### INSTRUCTIONS TO FOLLOW:
Search the data below for the line containing "I think because", then please set down that line and all remaining ones exactly as written.

### EXERCISE DATA:
PR #14595, opened 2024-10-04
Add `*.js` export variants for compat files

philipp-spiess:
In v3 it was possible to import `*.js` variants of compat files, e.g. `tailwindcss/plugin.js` in addition to `tailwindcss/plugin`. We need to properly map the exports to support this.

### DIFF
--- a/packages/tailwindcss/package.json
+++ b/packages/tailwindcss/package.json
@@ -71,11 +71,23 @@
         "require": "./dist/plugin.js",
         "import": "./dist/plugin.mjs"
       },
+      "./plugin.js": {
+        "require": "./dist/plugin.js",
+        "import": "./dist/plugin.mjs"
+      },
       "./defaultTheme": {
         "require": "./dist/default-theme.js",
         "import": "./dist/default-theme.mjs"
       },
+      "./defaultTheme.js": {
+        "require": "./dist/default-theme.js",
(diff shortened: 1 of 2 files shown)


thecrypticace:
Are there projects / plugins / whatever actually doing this?

philipp-spiess:
@thecrypticace loads: https://sourcegraph.com/search?q=context:global+%22from+%27tailwindcss/plugin%22&patternType=keyword&sm=0

thecrypticace:
About 15–16% wow. alright 👍

packages/tailwindcss/package.json
```diff
@@ -27,14 +27,26 @@
...
+      "import": "./src/compat/default-theme.ts"
+    },
     "./plugin": {
       "require": "./src/plugin.cts",
       "import": "./src/plugin.ts"
     },
+    "./plugin.js": {
+      "require": "./src/plugin.cts",
+      "import": "./src/plugin.ts"
+    },
```
thecrypticace, line 49: These need to be updated in the publishConfig too

thecrypticace (dismissed):
small change

packages/tailwindcss/package.json
philipp-spiess: ah of course 🫠

thecrypticace (approved):

PR #14714, opened 2024-10-18
`content` rules from the JS config that are also covered by the automatic source detection should not be migrated to CSS

philipp-spiess:
This PR changes the migration of `content` rules in the JS config to CSS codemods.

When a `content` rule is processed which matches files that are _also matched by the automatic content discovery in v4_, we do not need to emit CSS for that rule. 

Take, for example this v3 configuration file:

```ts

module.exports = {
  content: [
    './src/**/*.{html,js}', 
    './node_modules/my-external-lib/**/*.{html}'
  ],
} satisfies Config
```

Provided the base directories match up, the first rule will also be covered by the automatic content discovery in v4 and thus we only need to convert the second rule to CSS:

```css
@import "tailwindcss";
@source '../node_modules/my-external-lib/**/*.{html}';
```

### DIFF
--- a/CHANGELOG.md
+++ b/CHANGELOG.md
@@ -13,7 +13,7 @@ and this project adheres to [Semantic Versioning](https://semver.org/spec/v2.0.0
 
 ### Changed
 
-- _Upgrade (experimental)_: `content` rules from the JS configuration that are also covered by the automatic source detection are no longer migrated to CSS ([#14714](https://github.com/tailwindlabs/tailwindcss/pull/14714))
+- _Upgrade (experimental)_: Don't create `@source` rules for `content` paths that are already covered by automatic source detection ([#14714](https://github.com/tailwindlabs/tailwindcss/pull/14714))
 
 ## [4.0.0-alpha.28] - 2024-10-17
 
--- a/CHANGELOG.md
+++ b/CHANGELOG.md
@@ -11,6 +11,10 @@ and this project adheres to [Semantic Versioning](https://semver.org/spec/v2.0.0
 
 - _Upgrade (experimental)_: Migrate `plugins` with options to CSS ([#14700](https://github.com/tailwindlabs/tailwindcss/pull/14700))
 
+### Changed
+
+- _Upgrade (experimental)_: `content` rules from the JS configuration that are also covered by the automatic source detection are no longer migrated to CSS ([#14714](https://github.com/tailwindlabs/tailwindcss/pull/14714))
+
 ## [4.0.0-alpha.28] - 2024-10-17
 
 ### Added
--- a/packages/@tailwindcss-upgrade/src/migrate-js-config.ts
+++ b/packages/@tailwindcss-upgrade/src/migrate-js-config.ts
@@ -1,6 +1,7 @@
+import { Scanner } from '@tailwindcss/oxide'
 import fs from 'node:fs/promises'
 import { dirname } from 'path'
-import type { Config } from 'tailwindcss'
+import { type Config } from 'tailwindcss'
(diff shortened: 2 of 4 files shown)


philipp-spiess:
* **#14714** <a href="https://app.graphite.dev/github/pr/tailwindlabs/tailwindcss/14714?utm_source=stack-comment-icon" target="_blank">Graphite</a> 👈
* `next`

<h2></h2>

philipp-spiess:
Yo what is this branch name, let me see if I can truncate this in Graphite 🙈

CHANGELOG.md
```diff
@@ -7,7 +7,9 @@ and this project adheres to [Semantic Versioning](https://semver.org/spec/v2.0.0
 
 ## [Unreleased]
 
-- Nothing yet!
+### Changed
+
+- _Upgrade (experimental)_: `content` rules from the JS configuration that are also covered by the automatic source detection are no longer migrated to CSS
```
```suggestion
- _Upgrade (experimental)_: Don't create `@source` rules for `content` paths that are already covered by automatic source detection
```

packages/@tailwindcss-upgrade/src/migrate-js-config.ts
```diff
@@ -158,16 +159,35 @@ function createSectionKey(key: string[]): string {
...
+      if (!autoContentFiles.includes(sourceFile)) {
+        autoContentContainsAllSourceFiles = false
+        break
+      }
+    }
+
+    if (autoContentContainsAllSourceFiles) {
+      warn(
+        'The `content` configuration `${content}` is already included in the automatic content file discovery and will not be migrated.',
+      )
```
adamwathan, line 187: Actually seeing this I think I'd rather just not log anything, it almost reads like the upgrade couldn't be completed and I'm not sure how to say it more clearly without it being too verbose.

packages/@tailwindcss-upgrade/src/migrate-js-config.ts
```diff
@@ -253,3 +273,15 @@ function keyframesToCss(keyframes: Record<string, unknown>): string {
...
+  let scanner = new Scanner({ detectSources: { base } })
+  scanner.scan()
+  return scanner.files
+}
+
+function listSourceContentFiles(source: { base: string; pattern: string }): string[] {
+  let scanner = new Scanner({ sources: [source] })
+  scanner.scan()
+  return scanner.files
+}
```
adamwathan, line 287: Should we avoid the word "content" for code that's just looking at the modern stuff?

Are these names clear enough?

```suggestion
function autodetectedSourceFiles(base: string) {
  let scanner = new Scanner({ detectSources: { base } })
  scanner.scan()
  return scanner.files
}

function patternSourceFiles(source: { base: string; pattern: string }): string[] {
  let scanner = new Scanner({ sources: [source] })
  scanner.scan()
  return scanner.files
}
```

packages/@tailwindcss-upgrade/src/migrate-js-config.ts
philipp-spiess: @adamwathan Yeah I think this makes sense.

philipp-spiess, line 187:
```suggestion
```

packages/@tailwindcss-upgrade/src/migrate-js-config.ts
philipp-spiess: Sounds good. I went with _content_ in the first iteration since we are looking at the `content` array and this is the `content` field migration, but yeah in terms of v4, the term _content_ does not really exists.

adamwathan (approved):

PR #14716, opened 2024-10-18
Vite: Fix issues when loading files via static asset queries

### LINKED ISSUE #14558: [v4] Something has broken since alpha.15, causing imports in CSS files and vite URL imports to not work

v4.0.0-alpha.25

vite 5.4.8

bun 1.1.27

Chrome

macOS

**Reproduction URL**

Unfortunately Stackblitz doesn't support creating a repro since it can't run the tailwind wasm module used in the @tailwindcss/vite plugin.

**Describe your issue**

With v4.0.0-alpha.15, I can have a css file that does:

```
@import "tailwindcss";
@import "common/base.css";
```

and use that stylesheet as a [vite URL import](https://vitejs.dev/guide/assets#explicit-url-imports):

```
import stylesUrl from "./root.css?url";
```

However, when I just upgrade to v4.0.0-alpha.25, I get

1. `Uncaught SyntaxError: The requested module '/app/root.css?url' does not provide an export named 'default'` because the vite URL imports have broken.

If I just import normally without the URL suffix (`import "./root.css";`),

2. Now not all the styles from common/base.css which is imported in ./root.css apply, and trying to do something basic like reassign a CSS variable in ./root.css no longer works:

```
@theme {
	--color-bg: orange;
}
```

That works back on v4.0.0-alpha.15.

Please let me know if I can provide more info, or if instead of Stackblitz, there is another provider that does support wasm.

philipp-spiess:
Fixes: #14558

This PR fixes an issue where our Vite plugin would crash when trying to load stylesheets via certain static asset query parameters:

```ts
import raw from './style.css?raw'
import url from './style.css?url'
```

The proper behavior for our extension is to _not touch these file at all_. The `?raw` identifier should never transform anything and the `?url` one will emit a module which points to the asset URL. However, if that URL is loaded as a stylesheet, another transform hook is called and the file is properly transformed. I verified this in the Vite setup and have added an integration test ensuring these two features work as expected.

I've also greatly reduced the complexity of the Vite playground to make it easier to set up examples like this in the future.


philipp-spiess:
* **#14716** <a href="https://app.graphite.dev/github/pr/tailwindlabs/tailwindcss/14716?utm_source=stack-comment-icon" target="_blank">Graphite</a> 👈
* `next`

<h2></h2>

packages/@tailwindcss-vite/src/index.ts
```diff
@@ -261,9 +261,13 @@ function getExtension(id: string) {
...
   let isCssFile =
-    extension === 'css' ||
-    (extension === 'vue' && id.includes('&lang.css')) ||
-    (extension === 'astro' && id.includes('&lang.css'))
+    (extension === 'css' ||
+      (extension === 'vue' && id.includes('&lang.css')) ||
+      (extension === 'astro' && id.includes('&lang.css'))) &&
+    // Don't intercept ?url and ?raw static asset handling
+    !id.includes('?url') &&
+    !id.includes('?raw')
```
adamwathan, line 269: Is there ever a case where these are not at the end of the string? If not maybe `endsWith` is clearer?

bitofbreeze: or could combine into a single check with some regex like `.test(/\?(url|raw)$/)`

aaronadamsCA: This seems to be the regex Vite uses:

https://github.com/vitejs/vite/blob/257883fccc36f27cc879af249eeba353ebe94cdd/packages/vite/src/node/constants.ts#L86

(Sorry, stumbled across this while searching for something unrelated)

philipp-spiess: @adamwathan yeah I think it can be anywhere in the query string. Doesn't even have to be first place so we also need to look for `&url` or `&raw`. Going with a modified version of the regex instead ty @aaronadamsCA (we don't have to worry about workers/shared workers though)

packages/@tailwindcss-vite/src/index.ts
```diff
@@ -261,9 +263,12 @@ function getExtension(id: string) {
...
   let extension = getExtension(id)
   let isCssFile =
-    extension === 'css' ||
-    (extension === 'vue' && id.includes('&lang.css')) ||
-    (extension === 'astro' && id.includes('&lang.css'))
+    (extension === 'css' ||
+      (extension === 'vue' && id.includes('&lang.css')) ||
+      (extension === 'astro' && id.includes('&lang.css'))) &&
+    // Don't intercept special static asset resources
+    !id.match(SPECIAL_QUERY_RE)
```
philipp-spiess, line 270:
```suggestion
    !SPECIAL_QUERY_RE.test(id)
```

thecrypticace (approved):

RobinMalfait (approved):

PR #14720, opened 2024-10-18
Minify arbitrary values when printing candidates

RobinMalfait:
This PR will optimize and simplify the candidates when printing the candidate again after running codemods.

When we parse a candidate, we will add spaces around operators, for example `p-[calc(1px+1px)]]` will internally be handled as `calc(1px + 1px)`. Before this change, we would re-print this as: `p-[calc(1px_+_1px)]`.

This PR changes that by simplifying the candidate again so that the output is `p-[calc(1px+1px)]`. In addition, if _you_ wrote `p-[calc(1px_+_1px)]` then we will also simplify it to the concise form `p-[calc(1px_+_1px)]`.

Some examples:

Input:
```html
<div class="[p]:flex"></div>
<div class="[&:is(p)]:flex"></div>
<div class="has-[p]:flex"></div>
<div class="px-[theme(spacing.4)-1px]"></div>
```

Output before:
```html
<div class="[&:is(p)]:flex"></div>
<div class="[&:is(p)]:flex"></div>
<div class="has-[&:is(p)]:flex"></div>
<div class="px-[var(--spacing-4)_-_1px]"></div>
```

Output after:
```html
<div class="[p]:flex"></div>
<div class="[p]:flex"></div>
<div class="has-[p]:flex"></div>
<div class="px-[var(--spacing-4)-1px]"></div>
```

---

This is alternative implementation to #14717 and #14718
Closes: #14717 
Closes: #14718

### DIFF
--- a/packages/@tailwindcss-upgrade/src/template/candidates.test.ts
+++ b/packages/@tailwindcss-upgrade/src/template/candidates.test.ts
@@ -108,40 +108,63 @@ const candidates = [
   ['bg-[#0088cc]/[0.5]', 'bg-[#0088cc]/[0.5]'],
   ['bg-[#0088cc]!', 'bg-[#0088cc]!'],
   ['!bg-[#0088cc]', 'bg-[#0088cc]!'],
+  ['bg-[var(--spacing)-1px]', 'bg-[var(--spacing)-1px]'],
+  ['bg-[var(--spacing)_-_1px]', 'bg-[var(--spacing)-1px]'],
+  ['bg-[-1px_-1px]', 'bg-[-1px_-1px]'],
   ['w-1/2', 'w-1/2'],
+
+  // Keep spaces in strings
+  ['content-["hello_world"]', 'content-["hello_world"]'],
+  ['content-[____"hello_world"___]', 'content-["hello_world"]'],
 ]
 
 const variants = [
-  '', // no variant
-  '*:',
-  'focus:',
-  'group-focus:',
+  ['', ''], // no variant
+  ['*:', '*:'],
+  ['focus:', 'focus:'],
+  ['group-focus:', 'group-focus:'],
 
-  'hover:focus:',
-  'hover:group-focus:',
-  'group-hover:focus:',
-  'group-hover:group-focus:',
+  ['hover:focus:', 'hover:focus:'],
+  ['hover:group-focus:', 'hover:group-focus:'],
+  ['group-hover:focus:', 'group-hover:focus:'],
+  ['group-hover:group-focus:', 'group-hover:group-focus:'],
 
-  'min-[10px]:',
-  // TODO: This currently expands `calc(1000px+12em)` to `calc(1000px_+_12em)`
-  'min-[calc(1000px_+_12em)]:',
+  ['min-[10px]:', 'min-[10px]:'],
 
-  'peer-[&_p]:',
-  'peer-[&_p]:hover:',
-  'hover:peer-[&_p]:',
-  'hover:peer-[&_p]:focus:',
-  'peer-[&:hover]:peer-[&_p]:',
+  // Normalize spaces
+  ['min-[calc(1000px_+_12em)]:', 'min-[calc(1000px+12em)]:'],
+  ['min-[calc(1000px_+12em)]:', 'min-[calc(1000px+12em)]:'],
+  ['min-[calc(1000px+_12em)]:', 'min-[calc(1000px+12em)]:'],
+  ['min-[calc(1000px___+___12em)]:', 'min-[calc(1000px+12em)]:'],
+
+  ['peer-[&_p]:', 'peer-[&_p]:'],
+  ['peer-[&_p]:hover:', 'peer-[&_p]:hover:'],
+  ['hover:peer-[&_p]:', 'hover:peer-[&_p]:'],
+  ['hover:peer-[&_p]:focus:', 'hover:peer-[&_p]:focus:'],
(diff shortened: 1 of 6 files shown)


RobinMalfait:
* **#14720** <a href="https://app.graphite.dev/github/pr/tailwindlabs/tailwindcss/14720?utm_source=stack-comment-icon" target="_blank">Graphite</a> 👈
* `next`

<h2></h2>

packages/@tailwindcss-upgrade/src/template/candidates.test.ts
```diff
@@ -108,40 +108,63 @@ const candidates = [
...
-  'min-[10px]:',
-  // TODO: This currently expands `calc(1000px+12em)` to `calc(1000px_+_12em)`
-  'min-[calc(1000px_+_12em)]:',
-
-  'peer-[&_p]:',
-  'peer-[&_p]:hover:',
-  'hover:peer-[&_p]:',
-  'hover:peer-[&_p]:focus:',
-  'peer-[&:hover]:peer-[&_p]:',
+  ['', ''], // no variant
```
RobinMalfait, line 122: Created a tuple with `in` and `out` (similar to the candidate above)

packages/@tailwindcss-upgrade/src/template/candidates.test.ts
```diff
@@ -108,40 +108,63 @@ const candidates = [
...
+  ['group-hover:focus:', 'group-hover:focus:'],
+  ['group-hover:group-focus:', 'group-hover:group-focus:'],
+
+  ['min-[10px]:', 'min-[10px]:'],
+
+  // Normalize spaces
+  ['min-[calc(1000px_+_12em)]:', 'min-[calc(1000px+12em)]:'],
+  ['min-[calc(1000px_+12em)]:', 'min-[calc(1000px+12em)]:'],
+  ['min-[calc(1000px+_12em)]:', 'min-[calc(1000px+12em)]:'],
+  ['min-[calc(1000px___+___12em)]:', 'min-[calc(1000px+12em)]:'],
```
adamwathan, line 138: It looks like we're missing tests for the cases where it is unsafe to remove the spaces (I don't know what these are off the top of my head but I know they exist).

Can we figure out what those cases are and make sure we handle them properly? Or do they actually not exist and CSS is just stupid for not letting us omit these stupid spaces? 😄

adamwathan: Tried to look into this and I can't actually find any situations where it's ambiguous in reality? There were some talks about eventually supporting stuff like `calc(min-content * 50%)` and then the `-` in `min-content` is ambiguous as to whether it's subtraction or part of a keyword, but that isn't actually supported in CSS and it looks like `calc-size(…)` is what they are going to use for that stuff instead.

So fuck it, probably fine 😁

RobinMalfait: I was thinking about this as well and very hard to come up with some tests.

I did see that we have `to-zero` as an edge case that we handle. Let me add a test for that.

packages/@tailwindcss-upgrade/src/template/candidates.ts
```diff
@@ -138,3 +139,73 @@ function escapeArbitrary(input: string) {
     .replaceAll('_', String.raw`\_`) // Escape underscores to keep them as-is
     .replaceAll(' ', '_') // Replace spaces with underscores
 }
+
+function trimWhitespace(input: string) {
```
adamwathan, line 143: Looks like this and `escapeArbitrary` are never used separately, maybe should just make this one function like `toCandidateArbitraryValue` or something? Not totally sure on the name but really we're taking a CSS value and converting it to the arbitrary value of an actual class string.

Either way I don't think `trimWhitespace` is the right name since to me at least "trim" implies whitespace at the start and end, not whitespace inside the string.

RobinMalfait: `minifyArbitraryValue` or `printArbitraryValue`. It's also used in variant and modifier positions so don't think the `candidate` in the name is a good idea.

Merging the functionality however is a good idea.

RobinMalfait: Or `optimizeArbitraryValue`

RobinMalfait: You know what, we already have `printVariant` and `printCandidate`, let's go with `printArbitraryValue`

packages/@tailwindcss-upgrade/src/template/candidates.ts
```diff
@@ -133,8 +134,75 @@ function printVariant(variant: Variant) {
...
+      // Operators
+      (node.value === '+' || node.value === '-' || node.value === '*' || node.value === '/')
+    ) {
+      let idx = parentArray.indexOf(node) ?? -1
+
+      // This should not be possible
+      if (idx === -1) return
+
+      let previous = parentArray[idx - 1]
+      if (previous?.kind !== 'separator' || previous.value !== ' ') return
```
adamwathan, line 157: What actually happens when we return `undefined` here? We're still interpolating the return value of this function into the class name at the call site.

RobinMalfait: The surrounding `walk()` will keep walking (equivalent to `WalkAction.Continue`) because it could be that you have multiple `calc(…)` calls for example and if we can't upgrade the first one, we might be able to upgrade the second one.

adamwathan (approved):

PR #14734, opened 2024-10-21
Update Important Selector Strategy to apply styles to wrapper component also

nickfujita:
Enables tailwind styles to also be applied to the wrapper component containing the important selector.

- Adds the wrapper element with the selector to also be included in the output styles.
- Adjusts removal of important selector before reapplication for @apply selectors

More info
https://github.com/tailwindlabs/tailwindcss/discussions/14735


nickfujita:
@RobinMalfait Thanks for self assigning this one. I was able to resolve the issue with the one test not passing that I originally had. All tests are now passing.

nickfujita:
Hey @RobinMalfait just wanted to see if I could follow up with you on this enhancement. We've been using our fork successfully with these changes, and would love to get back to main branch soon.

RobinMalfait:
Hey!

A small update: most projects don't require the `#app` to be on the element or on the parent, but typically rely on the `#app` being on the parent. This PR seems to be a good fix if you require that behavior, but for most projects this means that the CSS will be bigger than it needs to be.

I think because this problem solves a problem you are having, that a fork is not a bad idea in this case. Alternatively you could use `patch-package` in your repo such that you can keep using Tailwind CSS, but apply this one change.

Going to close this PR for now, and if more people are running into this, we can revisit this behavior.

Thanks again for the PR, really appreciate that!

### RESPONSE:
I think because this problem solves a problem you are having, that a fork is not a bad idea in this case. Alternatively you could use `patch-package` in your repo such that you can keep using Tailwind CSS, but apply this one change.

Going to close this PR for now, and if more people are running into this, we can revisit this behavior.

Thanks again for the PR, really appreciate that!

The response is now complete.